In many organizations, there is a unique vocabulary that maps names to known entities within that domain. At the United Nations, for instance, we have many specific entities which it is useful to identify in documents, including specific named committees and assemblies, important topics like the Sustainable Development Goals (SGDs), and many different countries and cultural groups that must be identified correctly. Exhaustively naming each and every important topic that may appear in a document, however, is not reasonable considering the shear number that may be important, especially considering the context of a document or sentence in which this entity is present. Instead, we want to be able to automatically identify and predict named entities using Named Entity Recognition (NER) to avoid creating a Regex parser with thousands or hundreds of thousands of possible named entities to match.

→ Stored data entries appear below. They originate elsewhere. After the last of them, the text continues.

PR #195, opened 2022-09-08
fix: switch chain behavior

zzmp:
- Switch chains without prompting on network provider
- Prompt chain switch if either token mismatches the current chain
- Continue to display fetched swaps when disabled


src/components/Swap/SwapActionButton/SwitchChainButton.tsx
```diff
@@ -1,10 +1,42 @@
...
+
+function useDesiredChainId({ inputChainId, outputChainId }: ChainIds): number | undefined {
+  const { chainId } = useWeb3React()
+  if (chainId === undefined) return
+
+  const desiredChainId = inputChainId ?? outputChainId
+  if (desiredChainId === chainId) return
+
+  return desiredChainId
+}
```
JFrankfurt, line 22: It's not clear from the implementation when I'd want to use this function, but it reads like a general purpose utility. Can you add a doc comment at the top explaining why it exists?

src/components/Swap/SwapActionButton/SwitchChainButton.tsx
```diff
@@ -1,10 +1,42 @@
...
+
+export function useSwitchChainId(chainIds: ChainIds): number | undefined {
```
JFrankfurt, line 24: I think this is could be named better

JFrankfurt (changes requested):
Fine w/ the functionality changes going in as they are, but I think this needs some work to make the code "self-documenting".

JFrankfurt (approved):

PR #84, opened 2019-11-24
Rework some of the weak handling for NS{Map,Hash}Table.

davidchisnall:
The existing code was assuming that weak object pointers were safe to
read directly, without going via the read barrier, which is incorrect.
It was also attempting to retain the result in some places.  The new
code is hopefully somewhat more correct.

### DIFF
--- a/Source/NSConcreteHashTable.m
+++ b/Source/NSConcreteHashTable.m
@@ -75,7 +75,9 @@ typedef GSIMapNode_t *GSIMapNode;
 #define	GSI_MAP_KTYPES	GSUNION_PTR | GSUNION_OBJ
 #define	GSI_MAP_TABLE_T	NSConcreteHashTable
 #define	GSI_MAP_TABLE_S	instanceSize
-
+  
+#define IS_WEAK(M) \
+      M->cb.pf.options & (NSPointerFunctionsZeroingWeakMemory | NSPointerFunctionsWeakMemory)
 #define GSI_MAP_HASH(M, X)\
  (M->legacy ? M->cb.old.hash(M, X.ptr) \
  : pointerFunctionsHash(&M->cb.pf, X.ptr))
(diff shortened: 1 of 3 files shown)


fredkiefer:
The Travis checks are currently failing because of libobjc2 not building. Could you please have a look into this first? The error message is:
/home/travis/dependency_source/libobjc2/arc.mm:6:10: fatal error: 
'third_party/robin-map/include/tsl/robin_map.h' file not found
#include "third_party/robin-map/include/tsl/robin_map.h"

Looks like there is a new dependency for libobjc2 that needs to be included in the build script.

Source/NSConcreteMapTable.m
```diff
@@ -116,16 +116,20 @@ @interface	NSConcreteMapTable : NSMapTable
 	else\
 	  pointerFunctionsAssign(&M->cb.pf.v, (void**)addr, (x).obj);
 */
+#define IS_WEAK_KEY(M) \
```
fredkiefer: Shouldn't these definitions come before the usages?

Source/NSConcreteHashTable.m
```diff
@@ -84,13 +86,13 @@ @interface	NSConcreteHashTable : NSHashTable
  : pointerFunctionsEqual(&M->cb.pf, X.ptr, Y.ptr))
 #define GSI_MAP_RELEASE_KEY(M, X)\
  (M->legacy ? M->cb.old.release(M, X.ptr) \
- : pointerFunctionsRelinquish(&M->cb.pf, &X.ptr))
+  : IS_WEAK(M) ? nil : pointerFunctionsRelinquish(&M->cb.pf, &X.ptr))
 #define GSI_MAP_RETAIN_KEY(M, X)\
  (M->legacy ? M->cb.old.retain(M, X.ptr) \
- : pointerFunctionsAcquire(&M->cb.pf, &X.ptr, X.ptr))
+  : IS_WEAK(M) ? nil : pointerFunctionsAcquire(&M->cb.pf, &X.ptr, X.ptr))
```
fredkiefer: Could you please provide a short explanation why nil is the correct value here?

davidchisnall: It isn't particularly correct, but the value is unused.  The correct solution is to rewrite GSIMap to use ARC-like semantics.

davidchisnall:
libobjc2 has some git submodules.  These two commands need to be run after the git checkout:
```
    git submodule sync
    git submodule update
```
Azure Pipelines does this automatically, Cirrus doesn't, so the libobjc2 CI script does it manually for the FreeBSD builds.

Source/NSConcreteMapTable.m
davidchisnall: They're macros, so they need only to come before macros that instantiate them are, themselves, instantiated.

fredkiefer: True for the compiler but confusing for me. Our most important goal should be to make the code easy to understand. For this moving the macros would really help.

fredkiefer:
Hi David,
could you please merge the change from master first (maybe rebasing your pull request?). I also would like to have my question from the mailing list answered, that is: Why didn't you implement your changes in NSConcretePointerFunctions?

Source/NSConcreteHashTable.m
davidchisnall: In particular, I copied the use of `nil` here from other macros with the same structure using GSIMap.

fredkiefer:
Richard, could you please comment on this? I don't think the current patch is the best possible solution but it looks more correct than the current code and I would like to merge it. Hoping for something cleaner later on.

triplef:
Maybe it would also make sense to merge #80 into this first to see if the tests I added for this are passing with this change.

fredkiefer:
As Richard is currently travelling on an important mission. I am willing to  merge this one without his consent. This may result in some necessary cleanup in the future.
Any objections?

PR #86, opened 2019-11-24
Set up libobjc2's git submodules for travis CI

plaurent:
Adding setup for libobjc2 submodules, if builds correctly can be merged into #84

### DIFF
--- a/travis-deps.sh
+++ b/travis-deps.sh
@@ -22,6 +22,7 @@ install_ng_runtime() {
     cd $DEP_SRC
     git clone https://github.com/gnustep/libobjc2.git
     cd libobjc2
+    git submodule init
     git submodule sync
     git submodule update
     cd ..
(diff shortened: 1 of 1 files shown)


fredkiefer:
There still is an error when building with clang:

In file included from /usr/lib/gcc/x86_64-linux-gnu/4.8/../../../../include/c++/4.8/initializer_list:36:
/usr/lib/gcc/x86_64-linux-gnu/4.8/../../../../include/c++/4.8/bits/c++0x_warning.h:32:2: error: 
      This file requires compiler and library support for the ISO C++ 2011
      standard. This support is currently experimental, and must be enabled with
      the -std=c++11 or -std=gnu++11 compiler options.

What is missing is just one line in the makefile to  set this flag. It is a bit harder to do it in the Travis build script. Something like
export CPPFLAGS=-std=c++11
should work.

davidchisnall:
I'm very surprised that you need to manually set `-std=c++11`.  Any version of clang new enough to support the modern ABI defaults to at least C++14.  What version is GNUstep's CI using for the ng-gnu-gnu library combo?

I'll modify the CMake to explicitly select C++14 mode, please remove this line from the CI script once it's merged.

PR #89, opened 2019-12-02
Fix CI for runtime ABI 2.0

ngrewe:
Travis isn't currently *really* running Ci for base built with the 2.0 runtime ABI. This PR fixes that. The magic sauce here is to use at least clang 8 and some linker which is not ld.bfd.

I've also fixed one of the blocks related NSArray tests which wasn't accounting for concurrency properly.

### DIFF
--- a/.travis.yml
+++ b/.travis.yml
@@ -23,7 +23,6 @@ matrix:
           env: LIBRARY_COMBO=gnu-gnu-gnu
 sudo: required
 before_install:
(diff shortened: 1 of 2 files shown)


fredkiefer:
I would prefer if we could use the clang9 from a Ubuntu repository, as this is what most users will do. But it looks like we will have to wait for the next Ubuntu release for that.

PR #91, opened 2019-12-15
* Headers/GNUstepBase/GSIMap.h: Use GSI_MAP_NODE_IS_EMPTY macros

fredkiefer:
when checking in enumerator.
* Source/NSConcreteHashTable.m,
* Source/NSConcreteMapTable.m: Revert part of the weak pointer change.

### DIFF
--- a/ChangeLog
+++ b/ChangeLog
@@ -1,3 +1,10 @@
+2019-12-15  Fred Kiefer <fredkiefer@gmx.de>
+
+	* Headers/GNUstepBase/GSIMap.h: Use GSI_MAP_NODE_IS_EMPTY macros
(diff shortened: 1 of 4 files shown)


fredkiefer:
OK, this didn't work out as expected. Back to the drawing board :-(

fredkiefer:
Anybody got an idea why this is no longer running travis on this pull request? Does it only run at specific intervals?

fredkiefer:
OK, the mixed approach seems to work for weak pointers. Now Sergii needs to test, whether it resolves his issue.
On the other hand this also means that most of the other places in NSConcrete*Table where we directly access the key or value will require changes.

In this repository we use the Hugging Face library to fine-tune a BERT model on a new dataset to achieve better results on a domain specific NER task. In this case, we want to predict United Nations named entities in transcripts of meetings of the General Assembly. Key phrases such as "the general assembly", "second fifth committee", "the rohingya muslims", and more will need to be identified and extracted as named entities within these transcripts in a consistent and automated fashion.
See the full write-up on Medium.
Install the necessary dependencies with pip.
pip install -r requirements.txt
Next, unzip the un-ner.model.zip folder to use the fine-tuned weights.
unzip un-ner.model.zip
Otherwise, you can fine-tune the model with your own paramters as shown below.
Then open the predict.ipynb jupyter notebook and replace the text variable with one of your choosing. This notebook is set up to load the un-ner.model weights, tokenize your input, and predict using the fine-tuned model. The results will be output to un_ner.csv.
Install the necessary dependencies with pip.
pip install -r requirements.txt
Then simply run the train_un_ner.py file.
python ./train_un_ner.py
This will train, evaluate, and then save the fine-tuned model weights to un-ner.model which can be used to predict on new text.